Saved data entries:

((

Issue #910, opened 2022-05-23
CHNG documentation should indicate sample size is not provided


capnrefsmmat:
The CHNG documentation (and documentation for any other source with suppressed sample size) should document that the `sample_size` column is left deliberately blank, and give whatever reason we can share for that.

krivard:
@LeonLu2 these are all covidcast signals, so you know where to find the documentation sources for them already.

Match disclaimer and reason with doctor visits: "Standard errors and sample sizes are not available for this data source."

- [ ] CHNG
- [ ] Hospital Admissions
- [ ] Google Search Trends

Disclaimer and reason: "Standard errors and sample sizes are not applicable to these metrics."

- [ ] Data Strategy and Execution Workgroup (DSEW)
- [ ] JHU
- [ ] USAFacts
- [ ] Department of Health and Human Services (HHS)
- [ ] NCHS Mortality

krivard:
Fixed in #961

PR #961, opened 2022-08-26
#910 CHNG-documentation

LeonLu2:
Issue: The CHNG documentation (and documentation for any other source with suppressed sample size) should document that the sample_size column is left deliberately blank, and provide reasons.

Fixes:
1. add the reason of "Standard errors and sample sizes are not available/applicable for this data source/metrics." in all there pages limitation sections.


krivard (approved):
🎉 👍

))

- [What you are asked to do]:
Copy out every line from the records that has the word "deliberately".

- [Your solution]:
The CHNG documentation (and documentation for any other source with suppressed sample size) should document that the `sample_size` column is left deliberately blank, and give whatever reason we can share for that.
Issue: The CHNG documentation (and documentation for any other source with suppressed sample size) should document that the sample_size column is left deliberately blank, and provide reasons.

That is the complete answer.